We developed an unsupervised knowledge integration (UNITE) algorithm to automatically assign phenotype codes for a specific disease by analyzing clinical narrative notes via semantic relevance assessment. UNITE has substantially better performance than unsupervised methods like topic models, and the performance is consistent across different electronic medical records (EMR) systems, which is often an issue with deep learning models. It also requires no human annotation of labels which makes it robust to bias often found within EMR systems.

Integrating questionnaire measures for transdiagnostic psychiatric phenotyping using word2vec, Aaron Sonabend W., Amelia M. Pellegrini, Stephanie Chan, Hannah E. Brown, James N. Rosenquist, Pieter J. Vuijk, Alysa E. Doyle, Roy H. Perlis , Tianxi Cai. PLOS ONE, 2020.

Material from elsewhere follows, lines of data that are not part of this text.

PR #544, opened 2021-08-03
Tap support

SCdF:
Allows you to tap modifier keys, for example to "tap alt(er)" to show the
window menu, or "tap super" to show the OS menu (eg Start Menu)


rntz (approved):

rntz:
I'm happy with this PR, but since it adds a new global command I'd like input from some other maintainers - @pokey @splondike thoughts?

In particular, is `tap` the right word here? One alternative would be `press`. Another would be to have no verb at all and just allow saying `super` or `control` to press those keys -- unfortunately `alt` and `odd` are a bit similar so I think this is a bad idea to do by default. So I think `tap` is fine; any other opinions?

If nobody objects, I'll merge this in a few days.

fidgetingbits:
Seems fine to me. I think I would prefer an explicit command rather than just saying the key name, but maybe just because it's something I don't do often. My only reservation about using `tap` is I can imagine some occasional overlap with `trap` (a least on my set up I'm sure that will happen), in that sense I would opt for `press`.

rntz:
@SCdF can you change tap to press? If you do then I will merge this.

PR #988, opened 2022-09-28
Update chrome tab duplicate to include esc press

Spiteless:
Add esc press to reset address bar if it has been edited before duplicating

### DIFF
--- a/apps/chrome/chrome.py
+++ b/apps/chrome/chrome.py
@@ -60,12 +60,20 @@ class user_actions:
         actions.app.tab_close()
 
     def tab_duplicate():
-        """Limitation: this will not work if the text in your address bar has been manually edited.
-        Long-term we want a better shortcut from browsers.
-        """
         actions.browser.focus_address()
         actions.sleep("180ms")
-        actions.key("alt-enter")
+        possibly_edited_url = actions.edit.selected_text()
+        actions.key("esc")
+        actions.browser.focus_address()
+        actions.sleep("180ms")
+        url_address = actions.edit.selected_text()
+        if possibly_edited_url == url_address:
+            actions.key("alt-enter")
+        else:
+            actions.user.paste(possibly_edited_url)
+            actions.app.tab_open()
+            actions.user.paste(url_address)
+            actions.key("enter")
 
 
 @ctx.action_class("browser")


nriley:
This seems to work OK when you have modified the URL but at least on the Mac, if you focus the address bar and have not edited the URL, pressing escape will remove focus from the address bar.

Spiteless:
Makes sense, I'm a Windows user and didn't know that

Spiteless:
If this is windows only is it worth adding?

pokey:
We actually tested on Windows, and observed the same issue

Spiteless:
No, you're correct, I managed to overlook that in my own testing. I tried it with a second browser_focus and it works for me with both an edited case and an unedited case. 

    def tab_duplicate():
        actions.browser.focus_address()
        actions.sleep("180ms")
        actions.key("esc")
        actions.browser.focus_address()
        actions.key("alt-enter")

splondike (approved):
The updated version seems to work fine for me on Linux and Mac. The cost is you lose whatever edits you had going on in the address bar, but I don't think that's worth worrying about.

pokey:
> The cost is you lose whatever edits you had going on in the address bar

Maybe we could use a `actions.edit.selected_text()` right after we focus address bar the first time to get the current value, then paste it after cloning the tab?

pokey:
> The cost is you lose whatever edits you had going on in the address bar

Maybe we could use a `actions.edit.selected_text()` right after we focus address bar the first time to get the current value, then paste it after cloning the tab?

Spiteless:
I'll check on getting this working. 

1. Navigate to URL
2. Copy what's there to variable via actions.edit.selected_text()
3. Press esc
4. Navigate to URL
5. Copy what should now be the new url
    * If nav bar wasn't edited it will be the URL anyway
7. Paste in the saved variable text
9. Create a new tab
10. Paste in the url to duplicate

pokey:
How come you can't just do

```py
def tab_duplicate():
    actions.browser.focus_address()
    actions.sleep("180ms")

    // Capture URL text in case they've edited it
    possibly_edited_url = actions.edit.selected_text()

    // Temporarily discard edits so duplicated tab is current page
    actions.key("esc")

    // Refocus address bar, because if there was no edit, <escape> unfocuses
    actions.browser.focus_address()
    actions.sleep("180ms")

    // Do the actual duplication
    actions.key("alt-enter")

    // Restore possibly edited URL
    actions.user.paste(possibly_edited_url)
```

Spiteless:
Could do that too. We'd have to add a last focus_address() to get back to the nav, and the possibly_edited_url would now be on the copied tab instead of the original tab.

Otherwise, we'd have to navigate back to the old tab, paste in possibly_edited_url, and then go back to copied tab.

```py
def tab_duplicate():
    actions.browser.focus_address()
    actions.sleep("180ms")

    # Capture URL text in case they've edited it
    possibly_edited_url = actions.edit.selected_text()

    # Temporarily discard edits so duplicated tab is current page
    actions.key("esc")

    # Refocus address bar, because if there was no edit, <escape> unfocuses
    actions.browser.focus_address()
    actions.sleep("180ms")

    # Do the actual duplication
    actions.key("alt-enter")

    # Restore possibly edited URL
    actions.browser.focus_address() # refocus address bar
    actions.user.paste(possibly_edited_url)
```

splondike (changes requested):
I think pokey's version would also leave you with a tab without any page loaded on it (and your edited text in the address bar) whereas Spiteless' would have both tabs with something loaded. I think the second is better.

Spiteless' approach looks good to me, so if they fix up the PR to only affect the files we want then I think we can get this tested and merged.

Spiteless:
Kk, I'll fix up the PR in a few days and let you know

Spiteless:
@splondike updated

splondike (approved):

splondike:
Works well on Linux and OSX, thanks!

PR #990, opened 2022-10-02
talonfmt: raise maximum line length to 88

phillco:
Opening for discussion.

I didn't notice the line length parameter until after #947 merged; we didn't discuss it much in that PR.

After I started using `talonfmt` in my own repositories, I've personally found a higher maximum length to be more ergonomic, as it means more commands can fit on a single line, which in my experience makes them easier to edit (although obviously having an autoformatter helps a lot). I've [used 100 in axkit](https://github.com/phillco/talon-axkit/pull/36) and in my own private repository and personally quite like the results.

I thought I would open this PR to kick off the discussion. If 100 is too high for people, perhaps we could find a middle ground? For context, [Black uses 88](https://black.readthedocs.io/en/stable/the_black_code_style/current_style.html#:~:text=Line%20length,-You%20probably%20noticed&text=Black%20defaults%20to%2088%20characters,seems%20like%20the%20wise%20choice.), so if we set 88 we will be consistent across both languages.

cc @wenkokke


wenkokke:
@phillco You could probably set up pre-commit to format with 100 on checkout and with 80 on commit?

phillco:
That would probably create a lot of spurious local changes, which would be in hopeful. I think it should probably be consistent. My intent here is to propose that we simply set a higher value globally.

rntz:
I prefer shorter lines because I like to put things side-by-side on a laptop monitor. Even on a 15" monitor with a small-to-my-eyes font, 100 is slightly too long to put two windows side-by-side (with line numbers). And with a more normal-sized font, even 90 chars is too wide, with 88 chars just scraping in. So if we want to increase it, I vote for 88. I'm perfectly happy with 80, though.

Example:

image

rntz:
If black uses 88 by default and we're already using black, then 88 has the advantage of being consistent across Python & .talon files as well :).

phillco:
I'd settle for 88 :)

pokey:
We should prob update editorconfig while we're here https://github.com/knausj85/knausj_talon/blob/4d39608dc9979017d7a0218b195feb54ff136ffa/.editorconfig#L10

phillco:
Done. I also removed the unnecessary `indent_style = space, indent_size = 4` under `.py` because that was specified by the default, let me know if it's still needed.

.editorconfig
```diff
@@ -11,12 +11,12 @@ max_line_length = 80
...
-indent_style = space
 indent_size = 2
 
 [*.py]
-indent_style = space
-indent_size = 4
+max_line_length = 88
+
+[*.talon]
 max_line_length = 88
```
rntz, line 20: Maybe we should just set `max_line_length` to 88 globally, under `[*]`?

rntz (approved):

.editorconfig
phillco: Should we keep 80 for `[*.{md,yaml,yml}]`, or just use 88 everywhere for simplicity?

rntz: I'd say everywhere for simplicity.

We propose a method for applying natural language processing to derive dimensional measures of psychiatric symptoms from questionnaire data. We used 9 symptom measures from cellular biobanking study that enrolled individuals with mood and psychotic disorders, as well as healthy controls. A low-dimensional approximation to the embedding space was used to derive succinct summary of symptom profiles. To validate our embedding-based disease profiles, these were compared to presence or absence of axis I diagnoses derived from structured clinical interview, and to objective neurocognitive testing. We also found that unsupervised clustering of these low-dimensional profiles discriminate well between cases and controls. Our derived symptom measures and estimated Research Domain Criteria scores also associated significantly with performance on neurocognitive tests.

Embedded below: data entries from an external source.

PR #993, opened 2022-10-07
Optimize `number_small` capture

pokey:
This optimisation reduces DFA from >1100ms to <500ms when combined with Cursorless main branch

All credit due to @AndreasArvidsson, I made only tiny tweaks to resolve conflicts with knausj

### DIFF
--- a/core/numbers/numbers.py
+++ b/core/numbers/numbers.py
@@ -5,12 +5,12 @@ from talon import Context, Module
 mod = Module()
 ctx = Context()
 
-digits = "zero one two three four five six seven eight nine".split()
+digit_list = "zero one two three four five six seven eight nine".split()
 teens = "ten eleven twelve thirteen fourteen fifteen sixteen seventeen eighteen nineteen".split()
 tens = "twenty thirty forty fifty sixty seventy eighty ninety".split()
 scales = "hundred thousand million billion trillion quadrillion quintillion sextillion septillion octillion nonillion decillion".split()
 
-digits_map = {n: i for i, n in enumerate(digits)}
+digits_map = {n: i for i, n in enumerate(digit_list)}
 digits_map["oh"] = 0
 teens_map = {n: i + 10 for i, n in enumerate(teens)}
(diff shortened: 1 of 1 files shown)


core/numbers/numbers.py
```diff
@@ -5,12 +5,12 @@
 mod = Module()
 ctx = Context()
 
-digits = "zero one two three four five six seven eight nine".split()
+digit_list = "zero one two three four five six seven eight nine".split()
```
pokey, line 8: This variable name conflicts with the `digits` capture function name, so my linter was complaining; figured it was worth fixing

rntz (approved):
Looks good, I haven't tested it though.

pokey:
Works fine for me; I don't think it's going to vary by platform or anything so probably good to just merge?

core/numbers/numbers.py
AndreasArvidsson: Must say I'm not a big fan of captures with plural names that only return a single value. I call my alternative just `digit`

core/numbers/numbers.py
```diff
@@ -5,12 +5,12 @@
...
 teens = "ten eleven twelve thirteen fourteen fifteen sixteen seventeen eighteen nineteen".split()
 tens = "twenty thirty forty fifty sixty seventy eighty ninety".split()
 scales = "hundred thousand million billion trillion quadrillion quintillion sextillion septillion octillion nonillion decillion".split()
 
-digits_map = {n: i for i, n in enumerate(digits)}
+digits_map = {n: i for i, n in enumerate(digit_list)}
 digits_map["oh"] = 0
```
rntz, line 14: Shit, I didn't realize it, but this is a problem. Your new version uses `digits_list` rather than `digits_map` and therefore doesn't include any small numbers that use "oh" for zero! So merging this PR broke backwards compat, my bad.

The data flow through globals in this file is getting kinda hard to follow, we should probably try to confine it to just one place.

Scalable semiparametric Bayesian inference

Scalable Gaussian Process Regression Via Median Posterior Inference for Estimating Multi-Pollutant Mixture Health Effects, Aaron Sonabend W., Jiangshan Zhang, Joel Schwartz, Brent Coull, Junwei Lu. Machine Learning in Public Health Workshop, NeurIPS 2020.

We come up with a divide-and-conquer semiparametric Bayesian inference algorithm to learn flexible models for the impact of pollution on public health. The relationship between health outcomes and multiple pollutants is highly complex and needs large data sets to be measured. On the other hand most Bayesian methodology used in this context is prohibitively slow with large samples. We extend a semi-parametric Gaussian process regression framework to scale to large data sets. We assume a Gaussian semi-paramteric relationship of the health ooutcomes, pollutants and confounders. We propose a sample-splitting approach to learn the Gaussian process for the health outcome-pollutant relationship for which we obtain a nonparametric convergence rate.